Bélgica vs Irán: cuando la cerradura se queda sin ganzúa
Hay partidos que el mercado pinta antes de jugarse, guiado por el escudo y por la memoria de una generación dorada. Bélgica favorita clara, margen holgado, festival de goles cantado. Pero los ingredientes de esta cita cuentan otra historia bastante más austera.
Empecemos por el plan de Irán, que no esconde nada: un 5-4-1 con Taremi solo en punta. Cinco atrás, cuatro en línea y la consigna de ceder el balón sin pestañear. Es el equivalente futbolístico a cerrar la puerta con llave y guardársela en el bolsillo.

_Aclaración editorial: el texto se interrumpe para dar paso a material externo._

PR #1266, opened 2018-01-29
Allow a kinetic family to be irreversible

alongd:
This PR makes it possible to define a family with a `reversible = False` attribute (and sets it to True by default). As a result, all reactions generated by that family will be irreversible (`=>`).
This is meant to be used for families that involve a photon emission such as triplet/singlet conversions. Used correctly, this does not defy thermodynamics.

Since we don't keep track of photons in our system (yet? :smiley:), we cannot and should not try to calculate the reverse rate. The solver/Chemkin should also treat these families as irreversible.

A unit test was added (along with a demo family that is part of the [twin -database PR](https://github.com/ReactionMechanismGenerator/RMG-database/pull/239)).

For the reviewer: checkout the [ twin -database branch](https://github.com/ReactionMechanismGenerator/RMG-database/pull/239) as well, and run a job with species that match the new families (e.g., `O=O` or adjacent birad alkanes). The relevant reactions in the Chemkin output should be unidirectional.

### DIFF
--- a/rmgpy/data/kinetics/family.py
+++ b/rmgpy/data/kinetics/family.py
@@ -371,6 +371,7 @@ class KineticsFamily(Database):
     Attribute           Type                            Description
     =================== =============================== ========================
     `reverse`           ``string``                      The name of the reverse reaction family
+    `reversible`        `Boolean`                       Is family reversible? (True by default)
     `forwardTemplate`   :class:`Reaction`               The forward reaction template
     `forwardRecipe`     :class:`ReactionRecipe`         The steps to take when applying the forward reaction to a set of reactants
     `reverseTemplate`   :class:`Reaction`               The reverse reaction template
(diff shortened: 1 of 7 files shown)


alongd:
@goldmanm and @mjohnson541 , I asked both of you to review this, but really just one is enough (unless you both find this interesting). @mjohnson541 also reviews the twin -db, so I though I should divide the workload, but perhaps it's better to review both as one feature? Let me know what you think.

alongd:
I do get the expected output on these branches with only `O=O` in the input:
```
! Reaction index: Chemkin #1; RMG #1
! Template reaction: Singlet_Val6_to_triplet
! Flux pairs: O2(S)(1), O2(2); 
! Matched reaction 1 O2(S) => O2(T) in Singlet_Val6_to_triplet/training
! This reaction matched rate rule [O2]
! family: Singlet_Val6_to_triplet
O2(S)(1)=>O2(2)                                     4.500000e+10 0.000     0.397    
```

Could you make sure you have `maximumRadicalElectrons` set at 2 and not 1?

mjohnson541:
XD, yes I always forget the commented example has that set to 1 unlike almost everything else.  False alarm.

El cerrajero que se quedó en casa
El problema belga tiene nombre y apellido: Jérémy Doku se cae de la convocatoria por una infección respiratoria que fue a peor en Estados Unidos. Y no es un futbolista cualquiera en este contexto.
Doku es, precisamente, el hombre cuyo oficio consiste en desarmar bloques bajos en el uno contra uno. En su lugar entran Saelemaekers y compañía, jugadores de combinación a los que se les pedirá abrir una cerradura blindada sin la tijera cortapernos.
La prensa belga lo definió como una flinke aderlating, una baja considerable, y con razón: contra una muralla compacta que invita a salir por fuera, Doku era el atajo más limpio. Sin él, el primer gol tiende a llegar más tarde, si es que llega con fluidez.
El aviso ante Egipto
El estreno de Bélgica fue un 1-1 sin chispa frente a Egipto, con apenas un puñado de remates entre los tres palos y un empate que llegó vía gol en propia puerta, no por una jugada coral deslumbrante.
Es decir: esta Bélgica, con todo su nombre, ya demostró que se le puede ralentizar hasta el bostezo cuando enfrente hay una defensa estrecha y disciplinada. La sintonía fina, hoy por hoy, brilla por su ausencia.
Añadamos un escenario neutral en el SoFi Stadium y un vestuario iraní instalado en la épica del agravio: Ghalenoei se quejó del poco tiempo de preparación, y esa sensación de asedio suele traducirse en defender con uñas, dientes y convicción.
La receta del partido tenso
Súmese todo: muralla de cinco, ausencia del desequilibrante, anfitrión sin ritmo y rival con mentalidad de búnker. La fórmula clásica de la victoria por la mínima o del empate sufrido.
Frente a este dibujo, descarto el hándicap belga de dos goles: ese margen es precisamente el escenario optimista que el mercado sobrevalora. Y el Irán +1.5, aunque comparte la lógica, ofrece menos jugo y se cae si los belgas marcan pronto.